Using the listing below, set down exactly the lines starting at the line that contains "PR #1053, opened 2017-02-08" and ending at the line that contains "This isn't a", both included, and no others.

**Supplied records:**
>>>
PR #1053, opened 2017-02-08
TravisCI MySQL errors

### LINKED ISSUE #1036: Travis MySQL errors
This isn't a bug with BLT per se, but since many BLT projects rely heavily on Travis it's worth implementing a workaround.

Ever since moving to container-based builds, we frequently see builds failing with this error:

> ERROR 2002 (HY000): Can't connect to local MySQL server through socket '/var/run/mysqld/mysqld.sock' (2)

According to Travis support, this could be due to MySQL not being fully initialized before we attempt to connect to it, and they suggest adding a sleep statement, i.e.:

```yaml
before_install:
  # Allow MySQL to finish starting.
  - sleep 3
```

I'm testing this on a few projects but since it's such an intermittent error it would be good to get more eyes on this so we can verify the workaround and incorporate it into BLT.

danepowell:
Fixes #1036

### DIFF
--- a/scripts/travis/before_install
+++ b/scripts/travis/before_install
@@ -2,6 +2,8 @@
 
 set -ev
<<<
>>>
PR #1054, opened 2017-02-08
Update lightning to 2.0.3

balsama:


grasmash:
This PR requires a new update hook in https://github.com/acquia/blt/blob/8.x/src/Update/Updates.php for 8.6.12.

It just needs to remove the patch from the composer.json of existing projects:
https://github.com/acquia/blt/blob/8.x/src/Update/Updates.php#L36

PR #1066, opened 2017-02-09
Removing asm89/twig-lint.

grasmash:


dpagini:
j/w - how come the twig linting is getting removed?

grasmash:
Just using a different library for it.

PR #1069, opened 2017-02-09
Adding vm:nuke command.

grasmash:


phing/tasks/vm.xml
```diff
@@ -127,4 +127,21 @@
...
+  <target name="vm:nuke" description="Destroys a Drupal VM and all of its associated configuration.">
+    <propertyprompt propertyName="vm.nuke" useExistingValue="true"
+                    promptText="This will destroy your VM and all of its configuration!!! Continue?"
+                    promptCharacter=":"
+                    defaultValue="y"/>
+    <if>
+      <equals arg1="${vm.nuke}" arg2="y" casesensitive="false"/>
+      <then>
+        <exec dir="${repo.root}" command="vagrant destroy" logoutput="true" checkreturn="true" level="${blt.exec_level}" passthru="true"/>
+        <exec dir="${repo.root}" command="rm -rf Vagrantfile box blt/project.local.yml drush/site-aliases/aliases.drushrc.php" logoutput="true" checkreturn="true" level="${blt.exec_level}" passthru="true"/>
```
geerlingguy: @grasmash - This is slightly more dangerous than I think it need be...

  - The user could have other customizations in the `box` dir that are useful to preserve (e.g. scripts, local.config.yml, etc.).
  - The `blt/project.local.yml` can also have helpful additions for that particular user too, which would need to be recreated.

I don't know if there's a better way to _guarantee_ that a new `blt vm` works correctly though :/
<<<
**Result of this exercise:**
PR #1053, opened 2017-02-08
TravisCI MySQL errors

### LINKED ISSUE #1036: Travis MySQL errors
This isn't a bug with BLT per se, but since many BLT projects rely heavily on Travis it's worth implementing a workaround.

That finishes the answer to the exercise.